Vigolium is an AGPL web scanner that combines classic modules with agentic code and endpoint analysis. For AppSec teams, the clear risk boundary matters most.

What this is about

Vigolium is an open-source vulnerability scanner for web applications. Help Net Security presented it in May 2026 as a new open-source security tool, and the project is available on GitHub and through its own documentation.

The reason it stands out: Vigolium combines deterministic scan modules with agentic review workflows. It is not only a chatbot reading code, and not only a classic scanner running a list of known checks.

What Vigolium actually does

According to the README, Vigolium offers a Native Scan and several agent modes. The Native Scan works with more than 235, and in newer README wording more than 250, modules for active and passive checks. The agent modes can discover endpoints, choose modules, plan scans, triage results and include code audits.

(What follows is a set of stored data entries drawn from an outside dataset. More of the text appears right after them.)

PR #728, opened 2016-06-08
Fix Datastore examples Kind name

quartzmo:
Use singular form of `Kind` name, as in the official guide snippets.

This PR is just a small docs follow-up to #724.


blowmage:
I feel bad for missing those. Thanks for cleaning up after me! 😏

Issue #687, opened 2016-05-12
Datastore question: how to get estimation of on-the-wire packet size?


timanovsky:
As you know each operation is limited to 10MB on the wire. I want to pack as many entities into single batch insert as possible but with 100% guarantee it fits into the limit. In *v1beta2* I used the the following workaround: `entity.to_proto.encode.length` which worked fine and I have never seen size limit errors. Now with *v1beta3* this hack does not work, and I'm not sure how to get correct estimate given base64 etc.

timanovsky:
Worked around again by `entity.to_grpc.to_proto.length` But would be good to have public API

blowmage:
I think that this is a great feature. It is obviously important for folks trying to maximize the effectiveness of their calls to Datastore. We will add a method to the public API to get you this data.

blowmage:
Hey @timanovsky, we've been discussing this and we have a couple paths we can go. One is to add this estimated size and let users like yourself manage updates. The other is to attempt to manage this within gcloud-ruby, and make multiple updates when the size is bigger than 10MB. 

What are your thoughts on this? Do we choose option 1 and grow the API? Or choose option 2 and make the library do more with the existing API? Which would you prefer?

timanovsky:
Well in my case (batch ops) it wouldn't be much of a difference, but if you
consider transactions, the user-level control/visibility is a must. I don't
want my huge transaction be silently broken down to smaller ones.

API growing is not a big problem, as it is only for advanced use, and
people does not need to learn it from the start.





Best regards,
Alexey Timanovsky.

blowmage:
Thanks for your input!

PR #729, opened 2016-06-08
Add Datastore serialized_size

blowmage:
Add the method `serialized_size` to give the number of bytes the Entity or Key take when being serialized during API calls. (See #687)


quartzmo:
Thanks @blowmage. And thanks @timanovsky for raising the issue.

In practice, a team can test a URL, an API or a repository and limit the scan depending on the goal. The documentation shows native scans, Autopilot, Swarm and Audit modes. The license is GNU AGPL v3.0, which matters for companies that modify the tool, distribute it or operate it as a service.

Why it matters

Security teams in 2026 sit between two unsatisfying extremes. Classic scanners are fast and reproducible, but often miss context. LLM-assisted reviews can capture context, but are harder to bound and prove. Vigolium tries to combine both sides: fixed modules for speed and traceability, agents for planning, exploration and triage.

This is not a replacement for penetration tests. It is more useful as a pre-check tool, repeatable AppSec routine and change-focused scanner. The project's own warning is especially important: agent mode runs without a sandbox and can have shell, file and network access on the host. That honesty makes the tool more useful, because teams can contain it properly.

In plain language

Imagine a security walk-through in a building. A normal scanner walks through the rooms with a fixed checklist. An agent also looks at how doors connect, which path an intruder might take and which findings belong together. Vigolium tries to combine both in one inspection.

A practical example

A SaaS team wants to test its authentication area before a release. It runs a Native Scan against https://staging.example.com and limits the agentic scan to auth bypass. The scanner finds 18 signals, the agent triages 5 as relevant and links one API endpoint to a role check in the repository. The team does not get a guarantee, but it gets a better starting list for manual AppSec work.

Scope and limits

  • Agent mode is risky. The project itself warns that there is no sandbox; tests belong in containers or VMs with clear scope limits.
  • LLM-assisted triage can be wrong. Critical findings must be reproduced and manually assessed.
  • The AGPL license is strong. Companies should check the obligations before internal modification, SaaS operation or redistribution.

SEO & GEO keywords

Vigolium, agentic vulnerability scanner, AI security tool, AppSec, web vulnerability scanner, AGPL security tool, OWASP Top 10, SAST, endpoint discovery, security automation, penetration testing workflow, DevSecOps

πŸ’‘ In plain English

Vigolium is a web security scanner with an agent mode. It can run classic tests and also use AI logic to look for relationships, but it should be operated in isolation.

Key Takeaways

  • β†’Vigolium is an open-source web scanner under GNU AGPL v3.0.
  • β†’The tool combines classic scan modules with agentic analysis.
  • β†’The README and documentation describe Native Scan, Autopilot, Swarm and Audit modes.
  • β†’Agent mode can have dangerous host privileges and needs isolation.
  • β†’Findings should be treated as an AppSec starting point, not automatic truth.

FAQ

Is Vigolium a classic scanner?

Partly. It has classic modules, but combines them with agentic scan and audit modes.

Which license does Vigolium use?

The GitHub repository names GNU AGPL v3.0.

Can agent mode run directly on a laptop?

Technically yes, but the project warns that it has no sandbox. A container or VM is sensible.

Does it replace penetration testing?

No. It can prepare work and improve repeatable checks, but it does not replace manual validation.